Have you ever consciously thought about your approach to facing trials?
As I was walking along the canal bank that runs along our farm, I observed the reaction of a duck and her ducklings as my dog raced towards them.
The mother, frantically flapped her wings and skimmed along the top of the water between the dog and her young. Meanwhile, the baby ducks took off at top speed, down the canal and then as if in unison, dived deep into the depths of the water.
I was surprised at how long they stayed under the water. In fact, I didn’t see them come back up. My dog stood for a while looking for them and then trotted on his way without looking back.
I thought to myself what an effective maneuver and survival technique for those ducks!
Nature had given them the instinct and survival tools to protect themselves. And it worked!

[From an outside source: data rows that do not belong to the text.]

PR #11519, opened 2021-02-25
Do not set execution hint on undo move

mmisol:
### Purpose

There were a couple of issues that were causing a node to be set to be
executed on undoing an action that consisted of just a move:

1. The 'UsingDefaultValue' property was triggering a property changed
even if the deserialized value was the same as the current. This was
fixed by checking if the value is the same and not doing anything in
that case.

2. Even if the 'IsFrozen' property for the current node had not changed
an undo would mark the current and all downstream nodes as if they were
modified. This was fixed by relying on the 'IsFrozen' property
setter, which correctly handles the cases when the previous should be
done.

### Declarations

### DIFF
--- a/src/DynamoCore/Graph/Nodes/NodeModel.cs
+++ b/src/DynamoCore/Graph/Nodes/NodeModel.cs
@@ -2234,7 +2234,7 @@ namespace Dynamo.Graph.Nodes
             argumentLacing = helper.ReadEnum("lacing", LacingStrategy.Disabled);
             IsSetAsInput = helper.ReadBoolean("isSelectedInput", false);
             IsSetAsOutput = helper.ReadBoolean("isSelectedOutput", false);
-            isFrozenExplicitly = helper.ReadBoolean("IsFrozen", false);
+            IsFrozen = helper.ReadBoolean("IsFrozen", false);
             PreviewPinned = helper.ReadBoolean("isPinned", false);
 
             var portInfoProcessed = new HashSet<int>();
@@ -2306,13 +2306,6 @@ namespace Dynamo.Graph.Nodes
                 RaisePropertyChanged(nameof(ArgumentLacing));
                 RaisePropertyChanged(nameof(IsVisible));
                 RaisePropertyChanged(nameof(DisplayLabels));
-                RaisePropertyChanged(nameof(IsSetAsInput));
-                RaisePropertyChanged(nameof(IsSetAsOutput));
-                //we need to modify the downstream nodes manually in case the
-                //undo is for toggling freeze. This is ONLY modifying the execution hint.
-                // this does not run the graph.
-                RaisePropertyChanged(nameof(IsFrozen));
-                MarkDownStreamNodesAsModified(this);
 
                 // Notify listeners that the position of the node has changed,
                 // then all connected connectors will also redraw themselves.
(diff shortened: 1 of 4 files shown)


src/DynamoCore/Graph/Nodes/PortModel.cs
```diff
@@ -189,9 +189,12 @@ public bool UsingDefaultValue
...
             set
             {
-                usingDefaultValue = value;
-                RaisePropertyChanged("UsingDefaultValue");
-                RaisePropertyChanged("ToolTip");
+                if (usingDefaultValue != value)
+                {
+                    usingDefaultValue = value;
+                    RaisePropertyChanged("UsingDefaultValue");
+                    RaisePropertyChanged("ToolTip");
```
QilongTang, line 196: I like the fix here. Also curious does similar problem not exist for other properties, e.g. X, Y etc?

src/Libraries/PythonNodeModels/PythonNode.cs
```diff
@@ -347,7 +347,14 @@ protected override void DeserializeCore(XmlElement nodeElement, SaveContext cont
...
             if (engineNode != null)
             {
-                this.Engine = (PythonEngineVersion)Enum.Parse(typeof(PythonEngineVersion),engineNode.InnerText);
+                var oldEngine = Engine;
+                Engine = (PythonEngineVersion)Enum.Parse(typeof(PythonEngineVersion), engineNode.InnerText);
+                if (context == SaveContext.Undo && oldEngine != this.Engine)
+                {
+                    // For Python nodes, changing the Engine property does not set the node Modified flag.
+                    // This is done externally in all event handlers, so for Undo we do it here.
+                    OnNodeModified();
```
QilongTang, line 356: 👍🏻

src/DynamoCore/Graph/Nodes/NodeModel.cs
```diff
@@ -2306,13 +2306,6 @@ protected override void DeserializeCore(XmlElement nodeElement, SaveContext cont
                 RaisePropertyChanged(nameof(ArgumentLacing));
                 RaisePropertyChanged(nameof(IsVisible));
                 RaisePropertyChanged(nameof(DisplayLabels));
-                RaisePropertyChanged(nameof(IsSetAsInput));
-                RaisePropertyChanged(nameof(IsSetAsOutput));
-                //we need to modify the downstream nodes manually in case the
-                //undo is for toggling freeze. This is ONLY modifying the execution hint.
-                // this does not run the graph.
-                RaisePropertyChanged(nameof(IsFrozen));
-                MarkDownStreamNodesAsModified(this);
```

I thought of the survival tools we use as individuals and wondered if they are as effective for our well-being as the diving was for the ducklings.
Of course, not all survival techniques are equal.
Do you respond to distressing situations by
- shutting down emotionally
- pulling away from others
- blaming
- spinning thoughts out of control
- questioning your self-worth
- losing sleep
- being overly reactive and sensitive?
Listing these behaviors causes us to wonder why we would ever consider these as survival techniques. Yet how often do we resort to these patterns when we are struggling?
Are you willing to consider that there are effective survival techniques and behaviors that do work?
They aren’t as difficult as you may think, but they do require some effort and practice.
Consider the following:
- Breathing. Sounds too easy, yet proven to be powerful.
- Being still, shutting out the external noise and listening within.
- Caring for self, to re-fortify and strengthen.
- Focusing on truth.
- Allowing others to serve you.
These are only a few approaches that can help when in emotional distress.
My challenge to you today is to consciously think about what you do to survive emotionally difficult times. Look at what works and what doesn’t and be willing to make some needed changes.
As you choose to adopt more effective patterns of emotional response, you can then experience the confidence and joy that come with the greater emotional strength you have developed.